Segundo Vasconcelos (2006, p. 21, grifos do autor), “é preciso afirmar o exercício de uma consciência social sobre a saúde, reconhecendo a saúde como direito do cidadão e dever do Estado” e direcionando a luta pelo exercício profissional “que rompa com práticas individualizantes, rompa com práticas de favor, de ajuste, de ajuda, de dominação, de controle”. Nesse sentido, deve-se fortalecer uma ação que rompa com práticas despolitizantes,

visando reforçar a luta dos segmentos majoritários das classes trabalhadoras, “porque quem tem força política não demanda: pleiteia, exige, passa a ter mais força nas negociações” (VASCONCELOS, 2006, p. 21).

O envolvimento dos profissionais na organização política, nesse momento histórico, mostra-se urgente pela pressão das forças antagônicas à concretização dos direitos; nesse lastro também se torna antagônica a articulação da rede de atendimento socioeducativo. A reflexão crítica, seguida do posicionamento político desses sujeitos, é de extrema importância para eles, bem como para os adolescentes e seus familiares.

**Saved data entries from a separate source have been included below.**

PR #696, opened 2019-03-18
super in class methods

palaviv:
Allow super to work in class methods.
I am not sure how fragile using "self" is but feel free to suggest something else.

### DIFF
--- a/vm/src/obj/objsuper.rs
+++ b/vm/src/obj/objsuper.rs
@@ -8,10 +8,23 @@ https://github.com/python/cpython/blob/50b48572d9a90c5bb36e2bef6179548ea927a35a/
 
 use crate::function::PyFuncArgs;
 use crate::obj::objtype::PyClass;
-use crate::pyobject::{DictProtocol, PyContext, PyResult, TypeProtocol};
+use crate::pyobject::{
+    DictProtocol, PyContext, PyObject, PyObjectRef, PyResult, PyValue, TypeProtocol,
+};
 use crate::vm::VirtualMachine;
 
 use super::objtype;
+
+#[derive(Debug)]
+pub struct PySuper {
+    obj: PyObjectRef,
+}
+
+impl PyValue for PySuper {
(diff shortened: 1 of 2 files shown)


coolreader18:
The thing that seems fragile about using the local `self` variable is that it doesn't have to be named `self` - this is perfectly valid code:

```python
class A:
    def __init__(me, attr):
        me.attr = attr
    def print_attr(me):
        print(me.attr)
A(9).print_attr()
```

I'm not quite sure what a better implementation would be, it may require modifying the `Frame`  struct to hold a reference to the `self`  object.

adrian17:
For comparison, CPython's approach:

https://docs.python.org/3/reference/datamodel.html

Outro obstáculo na realização dos atendimentos de saúde no sistema socioeducativo é o da falta de comunicação entre os profissionais da UBS e do CEDUC. De ambas as partes, há falha no diálogo, tanto no agendamento com antecedência quanto na maneira de esclarecer a realidade enfrentada no cotidiano de uma instituição de internação e as peculiaridades das condições materiais desses adolescentes.

Para que os profissionais que atuam na política de saúde possam trabalhar de modo objetivo, é preciso que eles conheçam o ambiente onde o paciente vive, as condições de higiene, de iluminação, de alimentação. É importante, sobretudo, que dimensionem as relações sociais desenvolvidas na trama social que envolve os adolescentes e seus familiares, repleta de segregação, preconceito, criminalização e negação de direitos, estando expostos a situação de violações de toda espécie e sendo assediados pelo mundo do crime cotidianamente.

Conforme Oliveira (2011), é conveniente lembrar que as práticas discricionárias e centralizadoras de um direito tutelar, as deliberações piramidais das políticas governamentais públicas e o atendimento coercitivo e discriminatório das entidades de atendimento precisam ser substituídos por um conjunto de normas jurídicas que introduzam e regulamentem a participação popular.

Cabe aos governos extinguir modelos centralizadores, ainda calcados na velha política do bem-estar do menor, substituindo-os por programas pedagogicamente formulados para atender ao tipo de adolescente e de criminalidade, bem como às propostas da Constituição Federal de 1988 e do ECA, visando estabelecer uma proposta pedagógica coerente com a política de direitos (VOLPI, 2011).

Todavia, é importante lembrar que o Estado capitalista e neoliberal se coloca como incapacitado para universalizar políticas públicas e direitos de cidadania. A redução drástica dos gastos públicos direcionados à seguridade social brasileira, seguida da privatização da saúde e da educação, molda uma sociedade que vê o acirramento da questão social.